TRY IT: Every line below that mentions the word "release" should be copied out.
★ ★ ★ ★ ★
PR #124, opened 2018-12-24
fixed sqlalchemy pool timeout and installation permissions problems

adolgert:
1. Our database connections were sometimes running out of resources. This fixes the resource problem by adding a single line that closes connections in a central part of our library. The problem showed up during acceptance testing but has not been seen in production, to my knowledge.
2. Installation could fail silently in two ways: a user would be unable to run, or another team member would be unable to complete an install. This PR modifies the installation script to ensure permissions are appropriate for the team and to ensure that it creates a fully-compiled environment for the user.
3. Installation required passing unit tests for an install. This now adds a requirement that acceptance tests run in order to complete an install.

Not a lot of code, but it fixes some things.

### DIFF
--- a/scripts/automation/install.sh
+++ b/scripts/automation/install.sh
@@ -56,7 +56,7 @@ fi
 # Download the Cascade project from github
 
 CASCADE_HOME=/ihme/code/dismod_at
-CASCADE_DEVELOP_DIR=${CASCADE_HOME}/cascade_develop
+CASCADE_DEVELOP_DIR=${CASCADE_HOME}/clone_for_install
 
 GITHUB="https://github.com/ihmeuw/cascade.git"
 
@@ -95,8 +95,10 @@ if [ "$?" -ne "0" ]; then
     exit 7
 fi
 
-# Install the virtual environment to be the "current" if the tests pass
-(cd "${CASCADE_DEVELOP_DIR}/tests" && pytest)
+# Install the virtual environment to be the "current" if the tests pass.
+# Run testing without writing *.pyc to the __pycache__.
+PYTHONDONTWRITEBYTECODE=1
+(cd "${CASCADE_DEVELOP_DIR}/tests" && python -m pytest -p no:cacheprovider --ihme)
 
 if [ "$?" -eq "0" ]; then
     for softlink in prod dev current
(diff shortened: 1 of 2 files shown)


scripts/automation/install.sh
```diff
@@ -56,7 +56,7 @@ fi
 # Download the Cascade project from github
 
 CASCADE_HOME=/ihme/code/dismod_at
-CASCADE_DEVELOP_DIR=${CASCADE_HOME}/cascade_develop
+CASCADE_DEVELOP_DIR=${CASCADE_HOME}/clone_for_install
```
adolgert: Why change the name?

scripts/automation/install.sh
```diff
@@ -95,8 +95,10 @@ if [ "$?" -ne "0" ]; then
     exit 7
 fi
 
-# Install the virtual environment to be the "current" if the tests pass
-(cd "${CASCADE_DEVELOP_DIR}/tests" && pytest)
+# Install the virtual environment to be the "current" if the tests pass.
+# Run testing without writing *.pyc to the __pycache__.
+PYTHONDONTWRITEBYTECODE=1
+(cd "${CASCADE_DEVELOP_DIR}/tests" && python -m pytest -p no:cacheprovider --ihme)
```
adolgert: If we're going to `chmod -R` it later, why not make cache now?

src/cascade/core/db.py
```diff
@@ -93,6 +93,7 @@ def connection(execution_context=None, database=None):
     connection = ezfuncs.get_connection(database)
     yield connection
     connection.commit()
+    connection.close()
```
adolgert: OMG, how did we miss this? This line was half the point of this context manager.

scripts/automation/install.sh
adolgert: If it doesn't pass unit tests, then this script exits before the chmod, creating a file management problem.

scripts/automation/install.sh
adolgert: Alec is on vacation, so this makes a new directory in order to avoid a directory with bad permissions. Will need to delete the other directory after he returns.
★ ★ ★ ★ ★
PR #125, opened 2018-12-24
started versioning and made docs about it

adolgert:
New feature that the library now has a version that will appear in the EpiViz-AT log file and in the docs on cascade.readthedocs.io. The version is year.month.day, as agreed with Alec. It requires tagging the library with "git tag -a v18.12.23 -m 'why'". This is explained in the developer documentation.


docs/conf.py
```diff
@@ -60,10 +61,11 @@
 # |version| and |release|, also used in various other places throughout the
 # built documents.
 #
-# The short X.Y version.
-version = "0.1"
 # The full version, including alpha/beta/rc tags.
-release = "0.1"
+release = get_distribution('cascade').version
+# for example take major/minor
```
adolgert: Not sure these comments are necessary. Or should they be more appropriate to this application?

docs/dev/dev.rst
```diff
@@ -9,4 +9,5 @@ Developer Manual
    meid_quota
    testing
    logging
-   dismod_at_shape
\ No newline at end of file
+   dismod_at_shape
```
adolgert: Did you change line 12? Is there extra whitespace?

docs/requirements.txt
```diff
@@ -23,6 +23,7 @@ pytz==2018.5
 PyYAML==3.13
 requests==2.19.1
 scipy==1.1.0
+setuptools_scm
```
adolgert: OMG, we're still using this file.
★ ★ ★ ★ ★
TASK OUTPUT:
 # |version| and |release|, also used in various other places throughout the
-release = "0.1"
+release = get_distribution('cascade').version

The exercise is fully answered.